Exploring query behavior

To query the resulting data:

t.V().hasLabel('Vote').count()
t.E().hasLabel('votesFor').count()
t.V().hasLabel('Vote').has('userId', '80').values()

Note that the edge count will take some time. If you ask Gremlin to explain the query:

t.E().hasLabel('votesFor').count().explain()

You will see that the first step of the optimized query still retrieves all of the ‘votesFor’ edges before counting them:

Original Traversal                 [GraphStep(edge,[]), HasStep([~label.eq(votes
                                      For)]), CountGlobalStep]
...
Final Traversal                    [OrientGraphStep(edge,[~label.eq(votesFor)]),
                                       CountGlobalStep]

Contrast this with the explain for the last query:

t.V().hasLabel('Vote').has('userId', '80').values().explain()

This changes the original traversal to two steps, the first returning a specific record using the index:

Original Traversal                 [GraphStep(vertex,[]), HasStep([~label.eq(Vot
                                      e)]), HasStep([userId.eq(80)]), PropertiesSte
                                      p(value)]
...
Final Traversal                    [OrientGraphStep(vertex,[~label.eq(Vote), use
                                      rId.eq(80)]), PropertiesStep(value)]

To perform the equivalent queries from the orientdb console:

select count(*) from V_Vote
select count(*) from E_votesFor
select * from V_Vote where userId=80

These counts return immediately.

Note: Gremlin automatically creates the ‘E_votesFor’ class from the edge name based on the label used when adding the edge.

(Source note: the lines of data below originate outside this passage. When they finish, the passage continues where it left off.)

PR #73178, opened 2025-11-25
mysql-9.5, percona-server-9.1: Add tmpfiles.d snippet

cjwatson:
This ensures that the appropriate subdirectory of `/run` exists when running in a VM, where `/run` is a tmpfs.

Related: https://docs.google.com/document/d/1pydotE6GRdgWP9xmO9YFFX6_f7PdMa7wMWRQSzH8bFw

### DIFF
--- a/mysql-9.5.yaml
+++ b/mysql-9.5.yaml
@@ -94,11 +94,6 @@ pipeline:
         runs: |
           mv "${{targets.destdir}}"/usr/usr/lib/* "${{targets.destdir}}"/usr/lib/
           rmdir -p --ignore-fail-on-non-empty "${{targets.destdir}}"/usr/usr/lib
-      # We don't currently use the systemd services, but we configure with
-      # systemd support in order to install a suitable tmpfiles.d snippet.
-      - name: "Remove systemd services"
-        runs: |
-          rm -r "${{targets.destdir}}"/usr/lib/systemd/
       - name: "Remove extras"
         runs: |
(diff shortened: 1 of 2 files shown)


mysql-9.5.yaml
```diff
@@ -76,15 +78,27 @@ pipeline:
...
       - uses: cmake/build
       - uses: cmake/install
+      # CMAKE_INSTALL_PREFIX=/usr confuses this.
+      - name: "Fix installation path of systemd components"
+        runs: |
+          mv "${{targets.destdir}}"/usr/usr/lib/* "${{targets.destdir}}"/usr/lib/
+          rmdir -p --ignore-fail-on-non-empty "${{targets.destdir}}"/usr/usr/lib
+      # We don't currently use the systemd services, but we configure with
+      # systemd support in order to install a suitable tmpfiles.d snippet.
+      - name: "Remove systemd services"
```
a-crate: Systemd units are useful for us in VMs. It would be nice to split them into a `${{package.name}}-systemd-units` subpackage (which is the pattern we use for nginx, and other unit files) as long as we're now building them.

I'm fine with this as-is as well though.

a-crate (dismissed):

mysql-9.5.yaml
cjwatson: OK, done (at least in theory - I've only looked over the results by eye, not actually tried building a VM where I could test them).  Please re-review and see if this fits the right pattern.

a-crate (approved):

Using the built-in Gremlin 2 queries in the OrientDB console:

gremlin g.V().count()
gremlin g.E().count()
gremlin g.V().has('userId', 80)

The performance is better with OrientDB’s built-in Gremlin, although the Edge count still takes much longer than the native query. Hopefully the Gremlin 3 support with OrientDB version 3 will be a significant improvement over Gremlin 3 with OrientDB version 2.